[Stored data]
━━━

PR #718, opened 2019-02-08
IB: Added reboot if IB is not active

adriansuhov:
An extra step was added in the Powershell script after all VMs have rebooted. A check for the modules will be made on each VM and if any ismissing, a reboot will be performed. We have 4 retries/VM. If after 4 retries IB is not up (modules are missing), then the test will be aborted.
e.g.
02/08/2019 14:37:39 : [INFO ] IB is initialized in client-vm-8
.....
02/08/2019 14:37:41 : [WARN ] IB is NOT initialized in client-vm-9
02/08/2019 14:37:42 : [INFO ] Triggering Restart-client-vm-9...
02/08/2019 14:37:42 : [INFO ] Waiting until VMs restart...
......

### DIFF
--- a/Testscripts/Windows/VERIFY-INFINIBAND-MultiVM.ps1
+++ b/Testscripts/Windows/VERIFY-INFINIBAND-MultiVM.ps1
@@ -1,6 +1,34 @@
 # Copyright (c) Microsoft Corporation. All rights reserved.
 # Licensed under the Apache License.
 
+function Resolve-UninitializedIB {
+    $cmd = "lsmod | grep -P '^(?=.*mlx5_ib)(?=.*rdma_cm)(?=.*rdma_ucm)(?=.*ib_ipoib)'"
+    foreach ($VmData in $AllVMData) {
+        $ibvOutput = ""
+        $retries = 0
+        while ($retries -lt 4) {
+            $ibvOutput = RunLinuxCmd -ip $VMData.PublicIP -port $VMData.SSHPort -username `
+                $test_super_user -password $password $cmd -ignoreLinuxExitCode:$true
+            if (-not $ibvOutput) {
+                LogWarn "IB is NOT initialized in $($VMData.RoleName)"
+                $restartStatus = RestartAllDeployments -AllVMData $VmData
+                Start-Sleep -s 20
+                if ($restartStatus -eq "True") {
+                    $retries++
+                } else {
+                    Throw "Failed to reboot $($VMData.RoleName)"
+                }
+            } else {
+                LogMsg "IB is initialized in $($VMData.RoleName)"
+                break
+            }
+        }
+        if ($retries -eq 4) {
+            Throw "After 4 reboots IB has NOT been initialized on $($VMData.RoleName)"
+        }
+    }
+}
+
 function Main {
     $resultArr = @()
     # Define two different users in run-time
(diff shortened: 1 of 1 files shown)


Testscripts/Windows/VERIFY-INFINIBAND-MultiVM.ps1
```diff
@@ -1,6 +1,34 @@
 # Copyright (c) Microsoft Corporation. All rights reserved.
 # Licensed under the Apache License.
 
+function Resolve-UninitializedIB {
+    $cmd = "lsmod | grep -P '^(?=.*mlx5_ib)(?=.*rdma_cm)(?=.*rdma_ucm)(?=.*rdma_ucm)'"
```
juhlee-microsoft: the last one should be ib_ipoib not rdma_ucm

Testscripts/Windows/VERIFY-INFINIBAND-MultiVM.ps1
```diff
@@ -1,6 +1,34 @@
...
+    foreach ($VmData in $AllVMData) {
+        $ibvOutput = ""
+        $retries = 0
+        while ($retries -lt 4) {
+            $ibvOutput = RunLinuxCmd -ip $VMData.PublicIP -port $VMData.SSHPort -username `
+                $test_super_user -password $password $cmd -ignoreLinuxExitCode:$true
+            if (-not $ibvOutput) {
+                LogWarn "IB is NOT initialized in $($VMData.RoleName)"
+                $restartStatus = RestartAllDeployments -AllVMData $VmData
+                Start-Sleep -s 20
```
juhlee-microsoft: Could be potential issue when VM size grows. Can you add here like another on you put in the code? Like waiting for VM state with timer?

Testscripts/Windows/VERIFY-INFINIBAND-MultiVM.ps1
```diff
@@ -160,7 +176,9 @@ function Main {
         $restartStatus = RestartAllDeployments -AllVMData $AllVMData
         LogMsg "Rebooting All VMs after all setup is done: $restartStatus"
         # Wait for VM boot up and update ip address
-        Start-Sleep -Seconds 240
+        Start-Sleep -Seconds 60
```
juhlee-microsoft: Why is it reduced to 25%?

Testscripts/Windows/VERIFY-INFINIBAND-MultiVM.ps1
adriansuhov: RestartAllDeployments function has all the wait/checks needed for the VMs to be fully booted up. This sleep is just an extra caution for IB only, maybe the related modules will take longer to load. Bottom line is that this is already tested and is working.

Testscripts/Windows/VERIFY-INFINIBAND-MultiVM.ps1
adriansuhov: ditto

Testscripts/Windows/VERIFY-INFINIBAND-MultiVM.ps1
adriansuhov: will change

adriansuhov:
Changed the code

PR #1352, opened 2022-01-05
feat(LiveReload): automatically determines the port to use and DCE

### LINKED ISSUE #1277: [Feature]: Make it so LiveReload automatically detects the correct port

Currently, the [LiveReload](https://github.com/remix-run/remix/blob/1fd70960e4d88740df5bf407a6ba2cd2b9549459/packages/remix-react/components.tsx#L1273) component accepts a `port` prop that accepts the port for the websocket server. This is a good start, but that port number really shouldn't be something app devs should have to think about. And once we add https://github.com/remix-run/remix/pull/871 (which I think we should) then the port will be non-deterministic.

I suggest we add a mechanism for the LiveReload component to know which port to use (via an environment variable for example).

Without this feature, the app developer will have to always specify the port and ensure it's always available which is annoying and kinda makes https://github.com/remix-run/remix/pull/871 less useful.

kentcdodds:
Closes #1277

TL;DR: now devs won't have to ever think about which port the dev server is set to, the `<LiveReload />` component will always use the right one. Combine this with @mcansh's https://github.com/remix-run/remix/pull/871 PR and devs wont even have to worry about configuring ports at all, we'll just choose an available one which will make it much easier for people to run multiple Remix apps at once.

Another thing this PR does is it makes it so devs won't have to put the `process.env.NODE_ENV` guard around their usage of the component anymore. Thanks to the magic of dead code elimination, if we just restructure things a bit we can make it so the production build eliminates our LiveReload component completely in production and devs don't have to think about it one way or another. (I manually tested this is how it works in the gists-app and it worked 😄).

This PR also adds a couple handy tools for our testing setup. Here's the typeahead plugin in action:

[typeahead functionality](https://github.com/jest-community/jest-watch-typeahead)

And here's the project selection in action:

[project selection](https://github.com/jest-community/jest-watch-select-projects).

This makes it a lot easier to slim down what tests you're running in our codebase. I have more ideas beyond this but it's a nice start. Also, we should probably upgrade to jest v27 eventually. It didn't immediately work when I first tried so I punted on that for now.

### DIFF
--- a/docs/guides/styling.md
+++ b/docs/guides/styling.md
@@ -637,9 +637,7 @@ Here's some sample code to show how you might use Styled Components with Remix (
            <Outlet />
            <ScrollRestoration />
            <Scripts />
-           {process.env.NODE_ENV === "development" && (
-             <LiveReload />
-           )}
+           <LiveReload />
          </body>
        </html>
      );
--- a/docs/tutorials/jokes.md
+++ b/docs/tutorials/jokes.md
@@ -204,9 +204,7 @@ export default function App() {
       </head>
       <body>
         Hello world
-        {process.env.NODE_ENV === "development" ? (
-          <LiveReload />
-        ) : null}
+        <LiveReload />
       </body>
     </html>
   );
@@ -290,9 +288,7 @@ export default function App() {
       </head>
       <body>
         <Outlet />
-        {process.env.NODE_ENV === "development" ? (
-          <LiveReload />
-        ) : null}
+        <LiveReload />
       </body>
     </html>
   );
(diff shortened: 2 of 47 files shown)


kentcdodds:
I'll look into the test failures tomorrow. That happened to me locally when I tried to upgrade to Jest 27. Not sure what's up since this is running Jest 26 still. Must not be related I guess. Would appreciate reviews anyway :)

mcansh (approved):

kentcdodds (commented):
This is ready to go 👍

chris-kruining:
@kentcdodds is there somewhere I can see when this patch will reach stable? I would very much like to use this

kentcdodds:
I believe there's a way to subscribe to releases on GitHub. Once something is merged into dev, it'll be in the next release. We don't have a regular cadence for releases though.

dpcesx (commented):
Excellent work!

PR #1353, opened 2022-01-05
Add missing mkdir step to create the directory

BogdanDevBst:
On some operating systems touching a file without having a directory folder will fail. This extra step of explicitly creating the styles directory will ensure that this works for everyone.


ryanflorence:
ah thanks, original starter template had that directory, thanks!

PR #1363, opened 2022-01-05
docs(examples): Remix x Quirrel example

m5r:


examples/quirrel/app/routes/index.tsx
```diff
@@ -0,0 +1,41 @@
...
+					</a>
+				</li>
+				<li>
+					<a target="_blank" href="https://remix.run/docs" rel="noreferrer">
+						Remix Docs
+					</a>
+				</li>
+			</ul>
+		</div>
+	);
```
kentcdodds, line 40: This could be simplified. If there's nothing UI relevant in this example then you can just say so in one line:

```suggestion
	return <p>Check the code. Nothing relevant in the UI.</p>;
```

examples/quirrel/app/routes/queues/greetings.ts
```diff
@@ -0,0 +1,3 @@
+import greetingsQueue from "~/queues/greetings.server";
+
+export const action = greetingsQueue;
```
kentcdodds, line 3: Is this code ever used?

examples/quirrel/app/routes/index.tsx
```diff
@@ -0,0 +1,41 @@
+import type { LoaderFunction } from "remix";
+
+import greetingsQueue from "~/queues/greetings.server";
+
+export const loader: LoaderFunction = async () => {
+	await greetingsQueue.enqueue("Groot");
```
kentcdodds, line 6: Could you add some comments here to describe a bit what a real-world use case for doing this in a loader would be?

kentcdodds (changes requested):
Thanks for this! Looking good. Just a few things.

examples/quirrel/app/routes/queues/greetings.ts
m5r: Yes, this is the action called by the Quirrel server. The actual body of the action is the second parameter passed to the `Quirrel()` constructor in `app/queues/greetings.server.ts`.

We can't directly export the action as below because Quirrel is supposed to be used only from the server and esbuild wouldn't be able to tree-shake the Quirrel import from the client-side bundle.
```ts
import { Queue } from "quirrel/remix";

export const action = Queue("/queues/greetings", async (name: string) => {
	console.log(`Greetings, ${name}!`);
});
```
```ts

import { action as greetingsQueue } from "~/routes/queues/greetings";

	await greetingsQueue.enqueue("Groot"); // browser error

	return null;
};
```

kentcdodds (approved):
Looks good! Thank you 👏👏

examples/quirrel/app/routes/index.tsx
m5r: I would say the better real-world use case would be in an action. For instance, a Stripe webhook handler would queue a job to properly handle its payload and immediately return a 200.

kentcdodds: If you'd like to update this example to do something more like that I think that would be good. You can still do console.log but maybe describe what you would typically use this for with a code comment. Thanks for taking the time :)

PR #1366, opened 2022-01-05
docs(example): example app with `mantine`

Johnson444:
This example features how to use [mantine](https://github.com/mantinedev/mantine) as the component library within a Remix app.

We wrap the app in `mantin`'s Theme and ColorMode providers so the pages can have app-wide dark/light mode. We are also creating a route to toggle between dark/light mode.

Screen Shot 2022-01-05 at 23 27 44


kentcdodds (changes requested):
Looks good to me! Just one thing

kentcdodds (approved):
Super! Thanks 😊

PR #1368, opened 2022-01-06
docs(examples): Add Remix Auth with GitHubStrategy example

sergiodxa:
This adds an example using [Remix Auth](https://github.com/sergiodxa/remix-auth) with the [GitHubStrategy](https://github.com/sergiodxa/remix-auth-github).


examples/remix-auth/github/.env.example
```diff
@@ -0,0 +1,3 @@
+GITHUB_CLIENT_ID=
+GITHUB_CLIENT_SECRET=
+BASE_URL=http://localhost:3000/
```
kentcdodds, line 3: I'd prefer that this be derived from the request at runtime like so: https://github.com/kentcdodds/kentcdodds.com/blob/main/app/utils/misc.tsx#L229

examples/remix-auth/github/README.md
```diff
@@ -0,0 +1,22 @@
+# Remix Auth - GitHubStrategy
+
+Authentication using Remix Auth with the GitHubStrategy.
+
+## Preview
+
+Open this example on [CodeSandbox](https://codesandbox.com):
+
+[![Open in codesandbox](https://codesandbox.io/static/img/play-codesandbox.svg)](https://codesandbox.io/s/github/remix-run/remix/tree/main/examples/remix-auth/github)
```
kentcdodds, line 9: Let's make this flat after all

```suggestion
[![Open in codesandbox](https://codesandbox.io/static/img/play-codesandbox.svg)](https://codesandbox.io/s/github/remix-run/remix/tree/main/examples/remix-auth-github)
```

kentcdodds (changes requested):
Super! Just a couple things

examples/remix-auth/github/.env.example
sergiodxa: That should need to be supported by the strategy code, this needs to be initialized outside the loader

sergiodxa:
@kentcdodds I moved the code from remix-auth/github to remix-auth-github, I also moved the code of remix-auth/form to remix-auth-form

kentcdodds (approved):
Thanks!

PR #1369, opened 2022-01-06
docs(examples): Add on-demand hydration example

sergiodxa:
This shows how using the useShouldHydrate hook you can disable or enable JS on a per route basis and using the loader data to do it on-demand.


kentcdodds (approved):
This is great. Thank you 👏

PR #1370, opened 2022-01-06
tailwind example

juwiragiye:


examples/with-tailwindcss/postcss.config.js
```diff
@@ -0,0 +1,6 @@
+module.exports = {
```
sergiodxa, line 1: I think it would be better to show how to use Tailwind with the CLI instead of PostCSS, this can be another example for PostCSS usage.

juwiragiye: okay I'll make the changes

PR #1371, opened 2022-01-06
docs(examples): Add NProgress example

sergiodxa:
This adds an example showing how to use NProgress as a global progress bar for all transitions.


kentcdodds (approved):
Perfect! Thanks 👍

PR #1372, opened 2022-01-06
docs(examples): adds form to notion db example

Matthew-Mallimo:
Adding an example showcasing how to post data from a form to a Notion DB


examples/form-to-notion-db/.env
```diff
@@ -0,0 +1,2 @@
+NOTION_TOKEN=<notion-integration-key>
```
kentcdodds, line 1: Let's rename this file to `.env.example` to keep it consistent with other examples

kentcdodds (changes requested):
This is great! Just one thing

━━━

### Assignment:
Lines in the records above that carry the word "relevant" are to be located and copied.

### Answer to the problem:
kentcdodds, line 40: This could be simplified. If there's nothing UI relevant in this example then you can just say so in one line:
	return <p>Check the code. Nothing relevant in the UI.</p>;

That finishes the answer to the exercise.